We are the space robots. We are here to protect you.
Pushing will protect you, etc…

It took me some time to learn to love the CODEC, where so many of the game’s hints are held, but also the richness of its plot.

I was good, and worked without a guide of any kind to keep the experience as honest as possible, and that meant listening through a lot of conversations as they rolled out, as well as all the rather lengthy cutscenes, as I might have done if I were playing it back in 1998.

Back in 1998, I spent a LOT of time playing this.
I regret nothing about that decision.

I actually think the CODEC is the part of the gameplay that still stands up best in a modern gameplay context. The aiming and general gunplay isn’t terribly strong, and neither is the hand-to-hand combat. 

There was something satisfying in the basic stealth, and I’d be lying if I said I didn’t laugh at that bit where you sneak up on  the genome soldier at the urinal, especially as Kojima went to the trouble of having steam come off the urinal.

Still, the guards are really stupid, and there’s more than a few “cheap” deaths or sections where you’re almost guaranteed to fail the first time due to camera angles or surprise attacks from your foes.

There were some highlights that worked well enough within those constraints, like the second Vulcan Raven battle, or the stealth suit fight in the elevator.

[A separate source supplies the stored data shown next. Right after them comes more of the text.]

PR #4466, opened 2018-11-08
Allow specifying an alternative 'docker' binary via DOCKER_BIN

### LINKED ISSUE #4465: [feature] support alternative container cli in 'flynn docker ...' (podman)
It would be nice if `flynn docker ...` commands could support different container clis compatible with `docker`. Specifically, I am recently using [`podman`](https://www.projectatomic.io/blog/2018/02/reintroduction-podman/), which is almost fully compatible to the `docker` cli but can run entirely in user-namespaces without any daemons etc.

Looking at the [subcommand sources](https://github.com/flynn/flynn/blob/master/cli/docker.go), most - if not all - docker commands are implemented with `os/exec.Command`. If we could simply allow for replacing `"docker"` with `"podman"` in all those instances I believe this should be doable?

I am currently trying to find incompatabilities by symlinking `podman` as `docker` in my `PATH`:

- [x] login fails with a TLS error, I am not sure yet how to add the CA cert in `podman`
  - just add `docker.$CLUSTER` to `[registries.insecure]`? https://www.projectatomic.io/blog/2018/05/podman-tls/ --> this does not "magically" work
  - put the CA certificate in `/etc/containers/certs.d/docker.$CLUSTER/*.crt` --> success
- [x] podman uses `.ContainerConfig` instead of `.Config` in `inspect` output
  - ~this currently blocks further investigation because it requires patching either `podman` or `flynn`~ see patch in https://github.com/flynn/flynn/issues/4465#issuecomment-437087854
  - see discussion in https://github.com/containers/libpod/issues/305
  - Docker does use both `Config` and `ContainerConfig`. So I _think_ this patch wouldn't even break compatability with `docker`?

ansemjo:
The patch introduces the ability to use different `docker` - or compatible - binaries to the `flynn docker` subcommands by providing their path in the environment variable `DOCKER_BIN`. This is useful if you want to use a different Docker build or an alternative CLI like [`podman`](https://github.com/containers/libpod) temporarily.

fixes #4465

### DIFF
--- a/cli/docker.go
+++ b/cli/docker.go
@@ -44,7 +44,7 @@ Example:
 	Assuming you have a Docker image tagged "my-custom-image:v2":
 
 	$ flynn docker push my-custom-image:v2
-	flynn: getting image config with "docker inspect -f {{ json .Config }} my-custom-image:v2"
+	flynn: getting image config with "docker inspect -f {{ json .ContainerConfig }} my-custom-image:v2"
 	flynn: tagging Docker image with "docker tag my-custom-image:v2 docker.1.localflynn.com/my-app:latest"
 	flynn: pushing Docker image with "docker push docker.1.localflynn.com/my-app:latest"
 	The push refers to a repository [docker.1.localflynn.com/my-app] (len: 1)
@@ -201,7 +201,7 @@ func runDockerPush(args *docopt.Args, client controller.Client) error {
 	}
 
 	// get the image config to determine Cmd, Entrypoint and Env
-	cmd := exec.Command("docker", "inspect", "-f", "{{ json .Config }}", image)
+	cmd := exec.Command("docker", "inspect", "-f", "{{ json .ContainerConfig }}", image)
 	log.Printf("flynn: getting image config with %q", strings.Join(cmd.Args, " "))
 	stdout, err := cmd.StdoutPipe()
 	if err != nil {


titanous:
Given how rare this use case is, can you just have a binary in your `PATH` called Docker that links to whatever other binary you want to run?

ansemjo:
Surely you could and that's essentially what I did for initial testing:

    ln -s $(which podman) ~/.local/bin/docker

However, the first commit 6ee9e96 is still required for this to work (see initial comment in #4465).

titanous:
Yeah, remove the other commit and I'll merge.

ansemjo:
Done, I force-pushed the `HEAD~1` commit ..

ansemjo:
Oh well, that's fun .. because `podman inspect -f '{{ json .ContainerConfig }}'` provides the same output as `docker inspect -f '{{ json .Config }}'` it seems. And `.Config` just doesn't exist in podman's output ...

I also had fun with the Ninja/Grey Fox battle, because while it was tough, it never felt like it was unfair, or limiting in my creativity in how I tackled it.

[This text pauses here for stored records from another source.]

PR #4512, opened 2019-03-06
remove no-op append calls

quasilyte:
The `append(s)` call has no effect, it just returns `s`.

Signed-off-by: Iskander Sharipov <quasilyte@gmail.com>


titanous:
Thanks!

That sword is taller than he is.
Try not to think about where he sheathes it.
Oh.
Too late, right?

I was also somewhat impressed that the game let me use the Nikita missiles against Sniper Wolf the second time, although it did make that particular battle stupidly easy.

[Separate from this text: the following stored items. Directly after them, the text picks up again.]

PR #4532, opened 2019-07-08
Add support for Ubuntu 18, update dependencies

### LINKED ISSUE #4392: Ubuntu 18.04 Support
Hi everyone,
I already asked this question in flynn irc channel. Just wantet to know if there are any plans to support ubuntu 18.04?

regards

titanous:
Closes #4392

Note that there is an untriaged bug in Linux 4.15/ZoL that causes hangs when using a sparse file to back the `flynn-default` pool. The workaround is to use a physical device to back the pool instead.


Gopkg.toml
```diff
@@ -18,6 +18,10 @@ required = [
   branch = "master"
   name = "github.com/cupcake/jsonschema"
 
+[[override]]
+  name = "github.com/docker/docker"
+  branch = "master"
+
```
lmars: Is this override necessary? I thought we dropped the docker dependency?

gitreceive/receiver/flynn-receive.go
```diff
@@ -96,6 +86,36 @@ Options:
...
+	if stack := prevRelease.Env["FLYNN_STACK"]; stack != "" {
+		switch stack {
+		case "heroku-18":
+		case "cedar-14":
+			fmt.Printf("WARNING: The cedar-14 stack is deprecated and does not receive security updates.")
+			fmt.Printf("WARNING: Unset FLYNN_STACK to use the default stack.")
+			slugbuilderImageID = os.Getenv("SLUGBUILDER_14_IMAGE_ID")
+			slugrunnerImageID = os.Getenv("SLUGRUNNER_14_IMAGE_ID")
+			stackName = "cedar-14"
+			cfStackName = "cflinuxfs3"
```
lmars: Should this be the legacy version `cflinuxfs2`?

Gopkg.toml
titanous: Removed, thanks.

gitreceive/receiver/flynn-receive.go
titanous: Fixed, thanks.

kenaniah:
@titanous Could you please link us to the bug and provide (or link to) an example of how the workaround could be implemented? I've got a new v20190715.0 cluster that appears to be hanging on gitreceive / slugbuilder and it might be related to that.

PR #4543, opened 2019-07-31
v2 dashboard

jvatic:
This is the new v2 dashboard which uses the gRPC controller.

Features:

- [x] Scale
- [x] Edit environment variables
- [x] Edit metadata
- [x] See release history
- [x] Rollback to any point in release history


dashboardv2/.prittierrc.js
```diff
@@ -0,0 +1,10 @@
+module.exports = {
```
amtrack: Shouldn't this filename be `.prettierrc.js` (with an `e` instead of `i`)?

jvatic:
Rebased on master and squashed commits

builder/img/protocjs.sh
```diff
@@ -0,0 +1,26 @@
+#!/bin/bash
+
+set -eo pipefail
+
+# install googleapis common protos
+shasum="9584b7ac21de5b31832faf827f898671cdcb034bd557a36ea3e7fc07e6571dcb"
+curl -fSLo /tmp/common-protos.tar.gz "https://github.com/googleapis/googleapis/archive/common-protos-1_3_1.tar.gz"
```
lmars: Is this needed?

builder/manifest.json
```diff
@@ -64,6 +64,13 @@
         "script": "builder/img/protoc.sh"
       }]
     },
+    {
+      "id": "protocjs",
+      "base": "protoc",
+      "layers": [{
+        "script": "builder/img/protocjs.sh"
```
lmars: I think we should just put the JS stuff in the `protoc` image

builder/manifest.json
```diff
@@ -602,6 +609,76 @@
         ]
       }
     },
+    {
+      "id": "dashboardv2-base",
+      "base": "go",
+      "layers": [{
+        "script": "builder/img/dashboardv2-base.sh",
+        "inputs": [
+          "controller/api/*.proto"
```
lmars: Is this input required for this layer?

builder/manifest.json
```diff
@@ -602,6 +609,76 @@
...
+           "dashboardv2/src/generated/google/api/*.js",
+           "dashboardv2/src/KeyValueEditor/*.ts",
+           "dashboardv2/src/KeyValueEditor/*.tsx"
+         ],
+         "limits": { "memory": "3G", "temp_disk": "3G" }
+       }
+      ]
+    },
+    {
+      "id": "dashboardv2",
```
lmars: Assuming we're no longer going to work on the old dashboard, should we just call this one `dashboard` now and remove the old build (we can always reference the old dashboard layers from the TUF repo if we want to use them)

controller/worker/domain_migration/domain_migration.go
```diff
@@ -167,6 +167,15 @@ func (m *migration) Run() error {
 				"URL":                  fmt.Sprintf("https://dashboard.%s", m.dm.Domain),
 			},
 		},
+		{
+			AppName: "dashboardv2",
+			NewEnv: map[string]string{
+				"DEFAULT_ROUTE_DOMAIN": m.dm.Domain,
+				"CONTROLLER_DOMAIN":    fmt.Sprintf("controller-grpc.%s", m.dm.Domain),
+				"CONTROLLER_HOST":      fmt.Sprintf("https://controller-grpc.%s", m.dm.Domain),
```
lmars: Should these be `controller.<domain>`?

dashboardv2/api.go
```diff
@@ -0,0 +1,284 @@
...
+	api := &API{
+		conf:       conf,
+		assetCache: make(map[string][]byte),
+	}
+
+	router := httprouter.New()
+	router2 := httprouter.New()
+
+	prefixPath := func(p string) string {
+		return p // TODO(jvatic): handle path prefix?
```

From the cutscene that follows, it’s rather obvious that you’re expected to duke it out with sniper rifles, but by that stage I was rather just getting on with it as expeditiously as possible.

That last battle against Metal Gear Rex also dragged more than I would have liked.

My play counter tells me I continued 95 times, which means, at 2-3 screams of SNAAAAAKE at the continue screen (depending on the voice), I heard SNAAAAAKE up to 285 times before I was done.

Also, that Snake ate 191 rations. He must be utterly dying for a toilet break.

You may mock my terrible quality of play, if you must.

But I swear that at least 40 of those continues were in that battle against Metal Gear Rex. Probably didn’t help that I went into it with only one ration to my name, but again much of that was down to guards or automated cameras “hidden” around corners when the radar was blocked.

If you don’t know that they’re hiding, you only find out when they shoot you.

And then it’s once again time to play that familiar tune.

I do get the idea behind the mano-y-mano battle between Solid and Liquid Snake on top of the downed Metal Gear, because I’ve watched pretty much every 80s action-adventure flick that they’re riffing on.

Still, it wasn’t much of a satisfying actual battle, and neither was the car chase that followed.

Then again, I was already annoyed at that point by the fetch quest nature of the launch card, and also how much of an idiot ball both Solid Snake and Otacon were passing around with regards to the “twist” that it would launch Metal Gear.

That was rather obvious when Liquid Snake vanished from the “bulletproof” launch room to allow you to actually punch the key in anyway.

Some time later, in the Rockstar offices:
“Hey, remember that torture scene in MGS? We should do something
like that in GTA V!”

It was only after finishing that I checked around and discovered that it’s actually possible to give up on the torture mini-game and let Meryl die in return for a different end-game goodie. And that if I play through the whole thing again, I’d get yet another goodie, in the form of a tuxedo, apparently.

I’ve enjoyed my time with Metal Gear Solid, but I don’t know that I loved it enough to go back a second and third time.

Or should I move onto Metal Gear Solid 2?

Retro recollections are just random musings on retro subjects, usually whatever I’m playing at the moment.